Ku70 and Ku80 heterodimerization assay
HEK293T cell lysates that expressed human FLAG-tagged Ku70 (WT or K351R mutant) were lysed by sonication (5 pulses, 40% duty cycle, output setting = 4) in 1% NP-40 lysis buffer (25 mM Tris-HCl pH 7.4, 150 mM NaCl, 10% glycerol, 1% Nonidet P-40) that contained a complete protease inhibitor cocktail (Roche).
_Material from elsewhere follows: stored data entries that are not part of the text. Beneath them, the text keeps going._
PR #6637, opened 2026-01-28
Allow macOS to get better OpenGL version again

### LINKED ISSUE #6636: Comment to WIP: renderer.6 branch doesn't build on macOS
The tweak to get a better OpenGL version than 2.1 on macOS doesn't work on [`renderer.6`.](https://github.com/Genymobile/scrcpy/blob/renderer.6)

Edit:
Fix is in #6637 .

~~My attempts at fixing it got me too tangled up in the dependencies - window, display, screen, texture... ;)~~

~~An option is to just disable it for now and wait to see if something is done with https://github.com/libsdl-org/SDL/issues/12788 , which would probably allow for a much easier solution.~~

~~Otherwise, if it's too much of a hassle to get it to work again, then maybe it's alright to just remove it and rely on `metal` for macOS.~~

The relevant places:
https://github.com/Genymobile/scrcpy/blob/c2e9aa85e3ff117cba096dea8bdcd1fd3d9380b7/app/src/texture.h#L14-L17
https://github.com/Genymobile/scrcpy/blob/c2e9aa85e3ff117cba096dea8bdcd1fd3d9380b7/app/src/texture.c#L17-L20
https://github.com/Genymobile/scrcpy/blob/c2e9aa85e3ff117cba096dea8bdcd1fd3d9380b7/app/src/texture.c#L25-L41
https://github.com/Genymobile/scrcpy/blob/c2e9aa85e3ff117cba096dea8bdcd1fd3d9380b7/app/src/texture.c#L72-L74

Feel free to let me know if there is a better place to put comments such as this.

metayan:
Figured out how to fix #6636 .
Getting OpenGL 4.1 instead of 2.1 again.

### DIFF
--- a/app/src/screen.c
+++ b/app/src/screen.c
@@ -417,6 +417,31 @@ sc_screen_init(struct sc_screen *screen,
         goto error_destroy_window;
     }
 
+#ifdef SC_DISPLAY_FORCE_OPENGL_CORE_PROFILE
+    screen->gl_context = NULL;
+    // starts with "opengl"
+    const char *renderer_name = SDL_GetRendererName(screen->renderer);
+    bool use_opengl = renderer_name && !strncmp(renderer_name, "opengl", 6);
+    if (use_opengl) {
+
+        LOGD("Attempting to get better OpenGL version");
+        // Persuade macOS to give us something better than OpenGL 2.1.
+        // If we create a Core Profile context, we get the best OpenGL version.
+        bool ok = SDL_GL_SetAttribute(SDL_GL_CONTEXT_PROFILE_MASK,
+				      SDL_GL_CONTEXT_PROFILE_CORE);
+	if (!ok) {
+	    LOGW("Could not set a GL Core Profile Context");
+	}
+
+	LOGD("Creating OpenGL Core Profile context");
+	screen->gl_context = SDL_GL_CreateContext(screen->window);
+	if (!screen->gl_context) {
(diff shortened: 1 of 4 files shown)


rom1v:
Perfect, thank you, I will squash the fix into my branch.

rom1v:
Please test the `renderer.11` branch.

metayan:
`renderer.11` branch works fine for me.
(Only the SDL3 copy/paste issue still on macOS Catalina.)
Something special that needs testing?

By the way, the build procedure you have put together is a joy to use.
Both the client and server. Exceptional.

rom1v:
> `renderer.11` branch works fine for me.

:tada:

> Something special that needs testing?

Not for the moment, thanks.

> By the way, the build procedure you have put together is a joy to use.
> Both the client and server. Exceptional.

Thank you :heart:

Do you build only the client+server, or also the dependencies (SDL, FFmpeg, etc.)?

The code to build the deps is a bit ad-hoc/hacky and was painful to write, but at least it works :smile:

metayan:
> Do you build only the client+server, or also the dependencies (SDL, FFmpeg, etc.)?

I use the dependency-building magic. It's superb.


> The code to build the deps is a bit ad-hoc/hacky and was painful to write, but at least it works 😄

It's really good and makes it simple to get the right things built.
I also like that it's easy to, for example, swap in different SDL versions by just editing `app/deps/sdl.sh`.

rom1v:
#6651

Samples were rotated for 30 min at 4 °C to complete lysis, clarified by centrifugation (16,000g, 10 min, 4 °C), and protein concentration was measured using the DC Protein Assay (Bio-Rad) and normalized to 1.0 mg ml–1. Normalized lysates of cells that expressed human HA-tagged Ku70 (WT or K351R mutant) were treated with lysine-reactive compounds or DMSO (control) at the indicated concentrations (1 h, 23 °C) and then mixed with lysates that expressed the WT Ku80 protein (1.0 mg ml–1 in 1% NP-40 buffer) for 1 h at 23 °C. Samples were then co-immunoprecipitated with ANTI-FLAG M2 affinity gel (20 µl slurry per sample; Sigma-Aldrich, A2220) by rotation (1 h, 4 °C), washed with 1.0 ml of 0.2% NP-40 washing buffer (4×, 25 mM Tris-HCl pH 7.4, 150 mM NaCl, 0.2% Nonidet P-40), and heated at 95 °C for 10 min in Laemmli sample buffer (2×), followed by western blot analysis with anti-HA immunoblotting.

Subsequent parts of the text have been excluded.